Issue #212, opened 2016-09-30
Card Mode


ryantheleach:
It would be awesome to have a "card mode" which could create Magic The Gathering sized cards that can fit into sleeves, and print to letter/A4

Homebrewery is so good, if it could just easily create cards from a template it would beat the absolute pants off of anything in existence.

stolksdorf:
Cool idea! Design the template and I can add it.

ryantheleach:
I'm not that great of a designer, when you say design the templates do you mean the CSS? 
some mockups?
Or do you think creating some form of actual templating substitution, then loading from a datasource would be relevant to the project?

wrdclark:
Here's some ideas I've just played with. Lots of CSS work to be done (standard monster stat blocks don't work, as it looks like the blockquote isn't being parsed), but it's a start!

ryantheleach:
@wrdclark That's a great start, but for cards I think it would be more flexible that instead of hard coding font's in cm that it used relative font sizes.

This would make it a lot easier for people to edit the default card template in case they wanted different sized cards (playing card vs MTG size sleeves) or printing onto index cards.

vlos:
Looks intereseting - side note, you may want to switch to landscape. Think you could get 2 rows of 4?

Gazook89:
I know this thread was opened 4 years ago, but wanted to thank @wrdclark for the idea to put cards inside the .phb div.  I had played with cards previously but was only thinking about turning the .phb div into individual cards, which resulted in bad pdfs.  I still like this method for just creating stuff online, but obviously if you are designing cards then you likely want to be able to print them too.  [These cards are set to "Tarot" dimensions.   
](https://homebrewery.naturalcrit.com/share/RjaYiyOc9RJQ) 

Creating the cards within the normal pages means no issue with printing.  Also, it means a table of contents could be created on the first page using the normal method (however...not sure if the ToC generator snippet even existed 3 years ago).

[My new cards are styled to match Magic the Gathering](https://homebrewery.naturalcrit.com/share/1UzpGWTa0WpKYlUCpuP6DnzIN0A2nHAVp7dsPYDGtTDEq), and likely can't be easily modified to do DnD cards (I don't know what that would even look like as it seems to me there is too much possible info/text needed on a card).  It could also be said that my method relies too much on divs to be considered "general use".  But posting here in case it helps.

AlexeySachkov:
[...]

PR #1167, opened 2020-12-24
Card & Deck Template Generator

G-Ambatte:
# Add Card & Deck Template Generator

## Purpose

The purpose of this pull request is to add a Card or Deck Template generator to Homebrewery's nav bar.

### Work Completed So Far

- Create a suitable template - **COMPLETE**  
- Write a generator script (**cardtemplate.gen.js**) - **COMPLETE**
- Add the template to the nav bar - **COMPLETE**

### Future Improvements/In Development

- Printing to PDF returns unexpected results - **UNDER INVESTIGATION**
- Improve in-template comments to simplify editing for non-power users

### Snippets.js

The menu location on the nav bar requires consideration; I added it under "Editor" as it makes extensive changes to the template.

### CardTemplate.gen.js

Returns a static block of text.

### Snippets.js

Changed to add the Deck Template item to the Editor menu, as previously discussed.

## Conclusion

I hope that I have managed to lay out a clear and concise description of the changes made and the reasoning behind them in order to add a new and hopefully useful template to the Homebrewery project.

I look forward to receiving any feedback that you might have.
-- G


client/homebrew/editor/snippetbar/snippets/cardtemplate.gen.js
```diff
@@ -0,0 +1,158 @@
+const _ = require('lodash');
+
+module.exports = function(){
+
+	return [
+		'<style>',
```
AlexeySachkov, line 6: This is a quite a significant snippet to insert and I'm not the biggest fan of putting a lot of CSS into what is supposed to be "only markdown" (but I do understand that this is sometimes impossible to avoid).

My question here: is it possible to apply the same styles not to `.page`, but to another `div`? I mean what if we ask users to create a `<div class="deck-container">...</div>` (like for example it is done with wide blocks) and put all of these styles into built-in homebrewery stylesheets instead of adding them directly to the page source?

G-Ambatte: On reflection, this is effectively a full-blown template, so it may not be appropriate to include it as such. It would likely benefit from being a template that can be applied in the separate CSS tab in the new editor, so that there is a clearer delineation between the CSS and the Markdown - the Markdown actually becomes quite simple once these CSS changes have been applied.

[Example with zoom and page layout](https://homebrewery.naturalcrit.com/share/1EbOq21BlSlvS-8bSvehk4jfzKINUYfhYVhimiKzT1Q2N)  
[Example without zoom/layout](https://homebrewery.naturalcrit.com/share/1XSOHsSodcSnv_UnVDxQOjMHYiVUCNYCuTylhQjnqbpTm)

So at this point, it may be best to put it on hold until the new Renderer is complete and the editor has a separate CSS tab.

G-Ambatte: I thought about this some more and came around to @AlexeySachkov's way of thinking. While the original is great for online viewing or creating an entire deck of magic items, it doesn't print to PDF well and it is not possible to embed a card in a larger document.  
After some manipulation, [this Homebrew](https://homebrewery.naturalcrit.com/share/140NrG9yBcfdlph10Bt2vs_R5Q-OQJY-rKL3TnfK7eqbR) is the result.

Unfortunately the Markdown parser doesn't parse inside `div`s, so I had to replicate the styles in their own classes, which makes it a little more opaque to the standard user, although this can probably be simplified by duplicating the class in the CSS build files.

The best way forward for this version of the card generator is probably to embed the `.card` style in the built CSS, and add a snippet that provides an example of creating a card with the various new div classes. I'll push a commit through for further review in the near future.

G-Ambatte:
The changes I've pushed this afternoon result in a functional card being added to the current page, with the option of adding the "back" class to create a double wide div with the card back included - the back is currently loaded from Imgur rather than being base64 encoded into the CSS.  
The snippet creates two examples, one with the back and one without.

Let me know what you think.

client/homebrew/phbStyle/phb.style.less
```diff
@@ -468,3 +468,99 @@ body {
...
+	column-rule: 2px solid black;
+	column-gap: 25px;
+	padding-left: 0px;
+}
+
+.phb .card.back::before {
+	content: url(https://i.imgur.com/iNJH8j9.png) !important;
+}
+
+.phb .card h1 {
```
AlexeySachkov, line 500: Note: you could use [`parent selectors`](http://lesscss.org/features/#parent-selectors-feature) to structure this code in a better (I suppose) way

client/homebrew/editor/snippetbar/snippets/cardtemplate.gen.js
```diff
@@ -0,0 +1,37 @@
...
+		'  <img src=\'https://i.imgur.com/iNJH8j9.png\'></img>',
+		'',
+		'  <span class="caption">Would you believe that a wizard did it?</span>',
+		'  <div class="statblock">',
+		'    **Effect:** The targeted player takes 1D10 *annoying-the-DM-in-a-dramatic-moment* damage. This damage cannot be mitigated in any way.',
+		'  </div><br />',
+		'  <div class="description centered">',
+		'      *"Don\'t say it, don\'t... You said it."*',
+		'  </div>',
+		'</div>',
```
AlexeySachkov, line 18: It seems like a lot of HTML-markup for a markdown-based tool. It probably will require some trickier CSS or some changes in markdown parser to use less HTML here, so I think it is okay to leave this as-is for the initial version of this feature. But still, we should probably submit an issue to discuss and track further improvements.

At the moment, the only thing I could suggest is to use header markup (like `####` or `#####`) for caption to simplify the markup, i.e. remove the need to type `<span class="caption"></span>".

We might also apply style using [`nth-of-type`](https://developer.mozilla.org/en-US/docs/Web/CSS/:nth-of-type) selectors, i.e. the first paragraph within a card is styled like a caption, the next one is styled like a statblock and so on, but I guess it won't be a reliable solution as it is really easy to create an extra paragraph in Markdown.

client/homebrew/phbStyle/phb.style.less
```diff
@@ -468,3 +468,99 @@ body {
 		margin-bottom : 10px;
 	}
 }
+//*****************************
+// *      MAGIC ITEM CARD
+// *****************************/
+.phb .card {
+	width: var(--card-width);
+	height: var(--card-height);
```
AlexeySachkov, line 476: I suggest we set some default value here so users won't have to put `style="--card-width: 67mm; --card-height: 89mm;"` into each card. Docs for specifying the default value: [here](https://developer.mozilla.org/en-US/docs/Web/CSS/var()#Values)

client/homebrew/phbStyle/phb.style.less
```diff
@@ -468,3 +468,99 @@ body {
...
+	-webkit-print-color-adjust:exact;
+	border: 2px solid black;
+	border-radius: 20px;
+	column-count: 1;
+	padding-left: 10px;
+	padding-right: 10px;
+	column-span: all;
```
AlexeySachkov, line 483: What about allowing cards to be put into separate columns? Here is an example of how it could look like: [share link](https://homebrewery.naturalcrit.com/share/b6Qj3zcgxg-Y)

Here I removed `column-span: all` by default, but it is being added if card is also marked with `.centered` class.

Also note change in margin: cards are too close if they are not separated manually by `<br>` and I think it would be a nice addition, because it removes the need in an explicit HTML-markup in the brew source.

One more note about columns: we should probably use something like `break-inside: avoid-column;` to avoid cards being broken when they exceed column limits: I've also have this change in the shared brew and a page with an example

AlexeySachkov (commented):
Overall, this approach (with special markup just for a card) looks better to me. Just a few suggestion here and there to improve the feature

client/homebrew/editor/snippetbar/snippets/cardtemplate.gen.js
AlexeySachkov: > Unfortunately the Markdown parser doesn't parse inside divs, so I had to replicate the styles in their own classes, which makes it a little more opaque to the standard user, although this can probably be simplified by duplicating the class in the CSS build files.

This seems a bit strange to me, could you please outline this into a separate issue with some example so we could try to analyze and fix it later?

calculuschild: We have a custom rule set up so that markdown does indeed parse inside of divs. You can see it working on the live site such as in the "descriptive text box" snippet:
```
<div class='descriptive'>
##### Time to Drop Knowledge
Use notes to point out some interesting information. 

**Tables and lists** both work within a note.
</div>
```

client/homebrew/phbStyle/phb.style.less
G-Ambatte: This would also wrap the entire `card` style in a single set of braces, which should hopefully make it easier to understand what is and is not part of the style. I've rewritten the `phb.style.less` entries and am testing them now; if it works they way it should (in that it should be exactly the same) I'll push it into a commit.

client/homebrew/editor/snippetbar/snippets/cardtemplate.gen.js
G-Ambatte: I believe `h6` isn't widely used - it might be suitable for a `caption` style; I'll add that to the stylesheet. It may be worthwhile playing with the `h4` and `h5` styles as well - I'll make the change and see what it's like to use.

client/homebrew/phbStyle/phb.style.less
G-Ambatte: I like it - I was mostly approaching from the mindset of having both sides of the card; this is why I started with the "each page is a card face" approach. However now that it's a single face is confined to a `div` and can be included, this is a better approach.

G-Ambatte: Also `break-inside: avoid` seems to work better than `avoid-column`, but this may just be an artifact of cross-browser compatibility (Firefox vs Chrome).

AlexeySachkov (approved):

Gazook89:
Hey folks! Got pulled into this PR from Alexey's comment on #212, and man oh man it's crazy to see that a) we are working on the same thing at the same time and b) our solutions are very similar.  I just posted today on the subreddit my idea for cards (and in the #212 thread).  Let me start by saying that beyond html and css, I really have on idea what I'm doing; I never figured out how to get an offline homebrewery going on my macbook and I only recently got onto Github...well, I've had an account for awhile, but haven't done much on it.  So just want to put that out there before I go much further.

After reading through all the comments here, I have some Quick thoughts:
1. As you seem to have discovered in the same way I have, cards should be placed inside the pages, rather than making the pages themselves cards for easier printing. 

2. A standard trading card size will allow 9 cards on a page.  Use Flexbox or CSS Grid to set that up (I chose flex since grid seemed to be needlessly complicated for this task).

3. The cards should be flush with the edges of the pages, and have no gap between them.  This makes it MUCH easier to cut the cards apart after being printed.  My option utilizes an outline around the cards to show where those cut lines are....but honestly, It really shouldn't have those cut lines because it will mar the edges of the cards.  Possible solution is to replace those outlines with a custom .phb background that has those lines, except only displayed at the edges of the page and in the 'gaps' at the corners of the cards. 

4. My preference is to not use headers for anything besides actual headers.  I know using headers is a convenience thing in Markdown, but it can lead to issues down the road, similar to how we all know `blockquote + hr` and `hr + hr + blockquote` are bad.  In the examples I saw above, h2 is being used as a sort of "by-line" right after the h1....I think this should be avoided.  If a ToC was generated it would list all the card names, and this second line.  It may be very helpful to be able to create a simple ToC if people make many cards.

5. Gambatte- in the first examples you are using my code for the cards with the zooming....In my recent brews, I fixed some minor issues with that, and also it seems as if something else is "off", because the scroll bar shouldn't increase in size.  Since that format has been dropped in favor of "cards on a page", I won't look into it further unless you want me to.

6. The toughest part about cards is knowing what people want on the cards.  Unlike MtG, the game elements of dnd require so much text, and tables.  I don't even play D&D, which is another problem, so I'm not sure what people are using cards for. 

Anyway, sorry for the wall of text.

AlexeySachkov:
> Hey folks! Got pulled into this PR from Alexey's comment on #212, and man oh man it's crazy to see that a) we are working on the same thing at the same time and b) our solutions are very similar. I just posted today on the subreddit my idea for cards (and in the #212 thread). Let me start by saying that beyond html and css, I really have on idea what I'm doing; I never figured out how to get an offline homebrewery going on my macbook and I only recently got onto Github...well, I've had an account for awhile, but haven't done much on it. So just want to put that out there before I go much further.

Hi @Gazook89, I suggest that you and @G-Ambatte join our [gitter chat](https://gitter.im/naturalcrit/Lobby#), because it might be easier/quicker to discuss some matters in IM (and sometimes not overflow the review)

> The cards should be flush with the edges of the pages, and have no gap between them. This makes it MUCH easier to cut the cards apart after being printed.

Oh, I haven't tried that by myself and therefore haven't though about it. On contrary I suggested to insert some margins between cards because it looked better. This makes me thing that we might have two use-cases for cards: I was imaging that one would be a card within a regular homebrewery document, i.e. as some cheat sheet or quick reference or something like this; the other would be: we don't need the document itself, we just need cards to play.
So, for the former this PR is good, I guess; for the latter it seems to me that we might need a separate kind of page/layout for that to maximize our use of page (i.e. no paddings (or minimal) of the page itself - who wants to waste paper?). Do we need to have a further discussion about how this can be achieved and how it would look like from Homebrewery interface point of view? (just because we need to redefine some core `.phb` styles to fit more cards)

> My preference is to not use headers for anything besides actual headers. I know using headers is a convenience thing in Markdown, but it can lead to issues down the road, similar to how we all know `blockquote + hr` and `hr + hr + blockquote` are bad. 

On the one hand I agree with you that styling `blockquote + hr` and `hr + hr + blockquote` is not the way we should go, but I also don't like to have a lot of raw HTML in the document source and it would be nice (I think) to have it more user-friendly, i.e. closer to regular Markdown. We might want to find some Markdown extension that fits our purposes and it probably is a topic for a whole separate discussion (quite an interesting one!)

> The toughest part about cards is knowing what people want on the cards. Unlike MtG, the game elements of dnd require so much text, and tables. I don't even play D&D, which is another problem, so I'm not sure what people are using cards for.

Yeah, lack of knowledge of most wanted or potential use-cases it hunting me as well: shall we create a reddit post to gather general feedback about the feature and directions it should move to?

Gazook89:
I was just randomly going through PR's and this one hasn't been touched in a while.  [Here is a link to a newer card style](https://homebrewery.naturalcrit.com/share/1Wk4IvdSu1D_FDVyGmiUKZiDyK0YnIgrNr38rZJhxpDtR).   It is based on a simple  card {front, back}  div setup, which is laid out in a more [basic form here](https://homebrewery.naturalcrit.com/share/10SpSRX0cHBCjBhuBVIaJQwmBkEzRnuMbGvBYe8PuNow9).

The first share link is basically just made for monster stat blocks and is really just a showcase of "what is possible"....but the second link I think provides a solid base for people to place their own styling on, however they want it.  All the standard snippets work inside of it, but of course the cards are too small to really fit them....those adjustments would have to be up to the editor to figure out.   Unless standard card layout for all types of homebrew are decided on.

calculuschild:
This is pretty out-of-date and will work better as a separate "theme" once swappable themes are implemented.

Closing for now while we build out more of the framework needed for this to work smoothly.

YOUR OBJECTIVE: Copy every line of the material above in which the string "still" can be found.

TASK RESULT:
I know this thread was opened 4 years ago, but wanted to thank @wrdclark for the idea to put cards inside the .phb div.  I had played with cards previously but was only thinking about turning the .phb div into individual cards, which resulted in bad pdfs.  I still like this method for just creating stuff online, but obviously if you are designing cards then you likely want to be able to print them too.  [These cards are set to "Tarot" dimensions.   
AlexeySachkov, line 18: It seems like a lot of HTML-markup for a markdown-based tool. It probably will require some trickier CSS or some changes in markdown parser to use less HTML here, so I think it is okay to leave this as-is for the initial version of this feature. But still, we should probably submit an issue to discuss and track further improvements.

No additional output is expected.